▶ **Raw data**:
PR #2, opened 2016-09-29
Removed resource and add new integration test strategy

millerts:
Removed the HATEAOS stuff.  The bigger change was that I chose to use this pull request as what I think we should be doing as far as integration tests.


service/src/test/java/tds/assessment/repositories/impl/AdminSubjectQueryRepositoriesIntegrationTests.java
```diff
@@ -1,41 +0,0 @@
...
-
-import tds.assessment.SetOfAdminSubject;
-import tds.assessment.repositories.AdminSubjectQueryRepository;
-
-import static org.assertj.core.api.Assertions.assertThat;
-
-@RunWith(SpringJUnit4ClassRunner.class)
-@SpringBootTest
-@Transactional
-public class AdminSubjectQueryRepositoriesIntegrationTests {
```
millerts, line 20: I suggest that this integration test is not needed and the functionality is covered in the service integration below.

service/src/test/java/tds/assessment/services/impl/AdminSubjectServiceImplIntegrationTests.java
```diff
@@ -0,0 +1,108 @@
...
+    @Test
+    public void shouldFindAdminSubjectByKey() {
+        insertRecord();
+        Optional<SetOfAdminSubject> maybeSetOfAdminObject = adminSubjectService.findSetOfAdminByKey("(SBAC_PT)IRP-Perf-ELA-11-Summer-2015-2016");
+        assertThat(maybeSetOfAdminObject.get().getKey()).isEqualTo("(SBAC_PT)IRP-Perf-ELA-11-Summer-2015-2016");
+        assertThat(maybeSetOfAdminObject.get().getSelectionAlgorithm()).isEqualTo("virtual");
+        assertThat(maybeSetOfAdminObject.get().getAssessmentId()).isEqualTo("IRP-Perf-ELA-11");
+    }
+
+    private void insertRecord() {
```
millerts, line 54: Insert the record rather than putting inserts in the migration scripts.  Since this is the service layer we test the business logic and can leverage the @Transactional annotation

service/src/test/java/tds/assessment/web/endpoints/AdminSubjectControllerIntegrationTests.java
```diff
@@ -1,45 +1,54 @@
...
-@WebAppConfiguration
-@IntegrationTest("server.port:8080")
+import static org.hamcrest.CoreMatchers.is;
+import static org.mockito.Mockito.when;
+import static org.springframework.test.web.servlet.request.MockMvcRequestBuilders.get;
+import static org.springframework.test.web.servlet.result.MockMvcResultMatchers.jsonPath;
+import static org.springframework.test.web.servlet.result.MockMvcResultMatchers.status;
+
+@RunWith(SpringRunner.class)
+@WebMvcTest(AdminSubjectController.class)
```
millerts, line 25: Looking through the Spring documentation I think this is the best way we can integration test controller logic.  The @WebMvcTest annotation makes Spring just stand up the Controller layer.  This would include the message converters, advice, and rest controllers.  Note that I use @MockBean and mockito to mock out the service.  

Main benefit here is that it is not hitting the database nor standing up the full Web container (so no port 8080 conflict).

millerts:
At this point I feel we only need two types of integration tests in our code base.  Service integration tests will test the service layer all the way down to the database.  Controller integration tests will simply test the controller mvc logic using mock services.

service/src/test/java/tds/assessment/repositories/impl/AdminSubjectQueryRepositoriesIntegrationTests.java
jtreuting: Since service methods can have conditional logic, there is a more likely case that we could miss a use-case and therefore miss testing a specific repository method that we would catch in writing repository integration test.  But I don't think this is a reason to not take this approach because I think you are right, this is double coverage really.  Just mentioning it because it makes the code coverage reports more valuable to make sure we don't miss areas.

jtreuting (approved):
this approach makes sense to me

service/src/test/java/tds/assessment/repositories/impl/AdminSubjectQueryRepositoriesIntegrationTests.java
millerts: True, I am hoping that the service integration tests would make sure to hit those conditionals.

PR #3, opened 2016-10-07
[TDS-352] GetInitialAbility - Adding startAbility value to model, upd…

burzum619:
…ating tests

### DIFF
--- a/service/src/main/java/tds/assessment/repositories/impl/AdminSubjectQueryRepositoryImpl.java
+++ b/service/src/main/java/tds/assessment/repositories/impl/AdminSubjectQueryRepositoryImpl.java
@@ -32,7 +32,8 @@ class AdminSubjectQueryRepositoryImpl implements AdminSubjectQueryRepository {
         String SQL = "SELECT _key as `key`, \n" +
             "testid as assessmentId, \n" +
             "issegmented, \n" +
-            "selectionalgorithm as selectionAlgorithm \n" +
+            "selectionalgorithm as selectionAlgorithm, \n" +
+            "startAbility \n" +
             "FROM itembank.tblsetofadminsubjects \n" +
             "WHERE _key = :key";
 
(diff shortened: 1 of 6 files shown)


jtreuting (approved):

service/src/main/java/tds/assessment/repositories/impl/AdminSubjectQueryRepositoryImpl.java
```diff
@@ -44,7 +45,8 @@ public AdminSubjectQueryRepositoryImpl(final DataSource dataSource) {
                     rs.getString("key"),
                     rs.getString("assessmentId"),
                     rs.getBoolean("issegmented"),
-                    rs.getString("selectionalgorithm")));
+                    rs.getString("selectionalgorithm"),
+                    rs.getFloat("startAbility")));
```
millerts, line 49: Do we want this to be null if the value in the DB is null?  If so, this won't work because `rs.getFloat()` returns 0 if the column value is null (docs [here](https://docs.oracle.com/javase/7/docs/api/java/sql/ResultSet.html#getFloat%28java.lang.String%29)).  If null is important I think we should leverage the solution mentioned [here](http://stackoverflow.com/questions/2920364/checking-for-a-null-int-value-from-a-java-resultset)

millerts: And if null isn't important I think we should make the `SetOfAdminSubject` property a primitive float instead of the Object Float.

millerts (changes requested):
One small clarification and potential change

service/src/main/java/tds/assessment/repositories/impl/AdminSubjectQueryRepositoryImpl.java
burzum619: Interesting point. Looking at production, stating, and deployment legacy itembank.tblsetofadminsubject tables, it appears that this value defaults to 0. However, taking a look at the CREATE statement for that table, it appears to be DEFAULT NULL. 

Looking a bit further into the itembank stored procedure that loads this table data (load_adminsubjects.sql in TDS_TestDeliverySystemDataAccess), it looks like the default value is set to 0. Based on this, I think we're safe to assume null isn't important and we can make the property a primitive float.

burzum619: startAbility changes to "float"

PR #4, opened 2016-10-13
Feature/tds docker

burzum619:
Docker related updates for the Assessment Service

**NOTE:** Currently configured to to use the "fwsbac" docker organization


service/src/main/docker/Dockerfile
```diff
@@ -0,0 +1,7 @@
+FROM frolvlad/alpine-oraclejdk8:slim
+
+VOLUME /tmp
+ADD docker-startup.sh /
+ADD tds-assessment-service-0.0.1-SNAPSHOT.jar tds-assessment-service.jar
```
jtreuting, line 5: It seems like remembering to increment this jar name because of the version will become a headache, and error prone.  I believe we can have maven handle it during the build by using placeholders like ${project.version} in this file.  There is a way to tell maven to look at this file and process it.  A quick Google led me to this: http://stackoverflow.com/questions/3532135/using-maven-to-output-the-version-number-to-a-text-file, but this might only work if it's in the resources directory, not sure.

Anyway, not anything that we need to tackle now unless it's simple.

jtreuting (approved):

PR #5, opened 2016-10-20
Feature/get subject

millerts:
Open exam needs the subject name in the `tblsubject` table.  The query in the legacy app joins the `tbladminsubject` to the `tblsubject` table to get this data.  Instead of doing two hops decided to add a query param to signal the join


jeffjohnson9046 (approved):
These changes look fine to me, but I don't completely understand why sometimes we'd want to fetch the subject but other times we wouldn't.  I don't think the LEFT JOIN would be terribly expensive, so why not just always include the subject?

millerts:
Changed it to always do the join.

▶ **About this exercise**:
All the material above is to be retyped exactly as it appears.

▶ **Solution below**:
PR #2, opened 2016-09-29
Removed resource and add new integration test strategy

millerts:
Removed the HATEAOS stuff.  The bigger change was that I chose to use this pull request as what I think we should be doing as far as integration tests.


service/src/test/java/tds/assessment/repositories/impl/AdminSubjectQueryRepositoriesIntegrationTests.java
```diff
@@ -1,41 +0,0 @@
...
-
-import tds.assessment.SetOfAdminSubject;
-import tds.assessment.repositories.AdminSubjectQueryRepository;
-
-import static org.assertj.core.api.Assertions.assertThat;
-
-@RunWith(SpringJUnit4ClassRunner.class)
-@SpringBootTest
-@Transactional
-public class AdminSubjectQueryRepositoriesIntegrationTests {
```
millerts, line 20: I suggest that this integration test is not needed and the functionality is covered in the service integration below.

service/src/test/java/tds/assessment/services/impl/AdminSubjectServiceImplIntegrationTests.java
```diff
@@ -0,0 +1,108 @@
...
+    @Test
+    public void shouldFindAdminSubjectByKey() {
+        insertRecord();
+        Optional<SetOfAdminSubject> maybeSetOfAdminObject = adminSubjectService.findSetOfAdminByKey("(SBAC_PT)IRP-Perf-ELA-11-Summer-2015-2016");
+        assertThat(maybeSetOfAdminObject.get().getKey()).isEqualTo("(SBAC_PT)IRP-Perf-ELA-11-Summer-2015-2016");
+        assertThat(maybeSetOfAdminObject.get().getSelectionAlgorithm()).isEqualTo("virtual");
+        assertThat(maybeSetOfAdminObject.get().getAssessmentId()).isEqualTo("IRP-Perf-ELA-11");
+    }
+
+    private void insertRecord() {
```
millerts, line 54: Insert the record rather than putting inserts in the migration scripts.  Since this is the service layer we test the business logic and can leverage the @Transactional annotation

service/src/test/java/tds/assessment/web/endpoints/AdminSubjectControllerIntegrationTests.java
```diff
@@ -1,45 +1,54 @@
...
-@WebAppConfiguration
-@IntegrationTest("server.port:8080")
+import static org.hamcrest.CoreMatchers.is;
+import static org.mockito.Mockito.when;
+import static org.springframework.test.web.servlet.request.MockMvcRequestBuilders.get;
+import static org.springframework.test.web.servlet.result.MockMvcResultMatchers.jsonPath;
+import static org.springframework.test.web.servlet.result.MockMvcResultMatchers.status;
+
+@RunWith(SpringRunner.class)
+@WebMvcTest(AdminSubjectController.class)
```
millerts, line 25: Looking through the Spring documentation I think this is the best way we can integration test controller logic.  The @WebMvcTest annotation makes Spring just stand up the Controller layer.  This would include the message converters, advice, and rest controllers.  Note that I use @MockBean and mockito to mock out the service.  

Main benefit here is that it is not hitting the database nor standing up the full Web container (so no port 8080 conflict).

millerts:
At this point I feel we only need two types of integration tests in our code base.  Service integration tests will test the service layer all the way down to the database.  Controller integration tests will simply test the controller mvc logic using mock services.

service/src/test/java/tds/assessment/repositories/impl/AdminSubjectQueryRepositoriesIntegrationTests.java
jtreuting: Since service methods can have conditional logic, there is a more likely case that we could miss a use-case and therefore miss testing a specific repository method that we would catch in writing repository integration test.  But I don't think this is a reason to not take this approach because I think you are right, this is double coverage really.  Just mentioning it because it makes the code coverage reports more valuable to make sure we don't miss areas.

jtreuting (approved):
this approach makes sense to me

service/src/test/java/tds/assessment/repositories/impl/AdminSubjectQueryRepositoriesIntegrationTests.java
millerts: True, I am hoping that the service integration tests would make sure to hit those conditionals.

PR #3, opened 2016-10-07
[TDS-352] GetInitialAbility - Adding startAbility value to model, upd…

burzum619:
…ating tests

### DIFF
--- a/service/src/main/java/tds/assessment/repositories/impl/AdminSubjectQueryRepositoryImpl.java
+++ b/service/src/main/java/tds/assessment/repositories/impl/AdminSubjectQueryRepositoryImpl.java
@@ -32,7 +32,8 @@ class AdminSubjectQueryRepositoryImpl implements AdminSubjectQueryRepository {
         String SQL = "SELECT _key as `key`, \n" +
             "testid as assessmentId, \n" +
             "issegmented, \n" +
-            "selectionalgorithm as selectionAlgorithm \n" +
+            "selectionalgorithm as selectionAlgorithm, \n" +
+            "startAbility \n" +
             "FROM itembank.tblsetofadminsubjects \n" +
             "WHERE _key = :key";
 
(diff shortened: 1 of 6 files shown)


jtreuting (approved):

service/src/main/java/tds/assessment/repositories/impl/AdminSubjectQueryRepositoryImpl.java
```diff
@@ -44,7 +45,8 @@ public AdminSubjectQueryRepositoryImpl(final DataSource dataSource) {
                     rs.getString("key"),
                     rs.getString("assessmentId"),
                     rs.getBoolean("issegmented"),
-                    rs.getString("selectionalgorithm")));
+                    rs.getString("selectionalgorithm"),
+                    rs.getFloat("startAbility")));
```
millerts, line 49: Do we want this to be null if the value in the DB is null?  If so, this won't work because `rs.getFloat()` returns 0 if the column value is null (docs [here](https://docs.oracle.com/javase/7/docs/api/java/sql/ResultSet.html#getFloat%28java.lang.String%29)).  If null is important I think we should leverage the solution mentioned [here](http://stackoverflow.com/questions/2920364/checking-for-a-null-int-value-from-a-java-resultset)

millerts: And if null isn't important I think we should make the `SetOfAdminSubject` property a primitive float instead of the Object Float.

millerts (changes requested):
One small clarification and potential change

service/src/main/java/tds/assessment/repositories/impl/AdminSubjectQueryRepositoryImpl.java
burzum619: Interesting point. Looking at production, stating, and deployment legacy itembank.tblsetofadminsubject tables, it appears that this value defaults to 0. However, taking a look at the CREATE statement for that table, it appears to be DEFAULT NULL. 

Looking a bit further into the itembank stored procedure that loads this table data (load_adminsubjects.sql in TDS_TestDeliverySystemDataAccess), it looks like the default value is set to 0. Based on this, I think we're safe to assume null isn't important and we can make the property a primitive float.

burzum619: startAbility changes to "float"

PR #4, opened 2016-10-13
Feature/tds docker

burzum619:
Docker related updates for the Assessment Service

**NOTE:** Currently configured to to use the "fwsbac" docker organization


service/src/main/docker/Dockerfile
```diff
@@ -0,0 +1,7 @@
+FROM frolvlad/alpine-oraclejdk8:slim
+
+VOLUME /tmp
+ADD docker-startup.sh /
+ADD tds-assessment-service-0.0.1-SNAPSHOT.jar tds-assessment-service.jar
```
jtreuting, line 5: It seems like remembering to increment this jar name because of the version will become a headache, and error prone.  I believe we can have maven handle it during the build by using placeholders like ${project.version} in this file.  There is a way to tell maven to look at this file and process it.  A quick Google led me to this: http://stackoverflow.com/questions/3532135/using-maven-to-output-the-version-number-to-a-text-file, but this might only work if it's in the resources directory, not sure.

Anyway, not anything that we need to tackle now unless it's simple.

jtreuting (approved):

PR #5, opened 2016-10-20
Feature/get subject

millerts:
Open exam needs the subject name in the `tblsubject` table.  The query in the legacy app joins the `tbladminsubject` to the `tblsubject` table to get this data.  Instead of doing two hops decided to add a query param to signal the join


jeffjohnson9046 (approved):
These changes look fine to me, but I don't completely understand why sometimes we'd want to fetch the subject but other times we wouldn't.  I don't think the LEFT JOIN would be terribly expensive, so why not just always include the subject?

millerts:
Changed it to always do the join.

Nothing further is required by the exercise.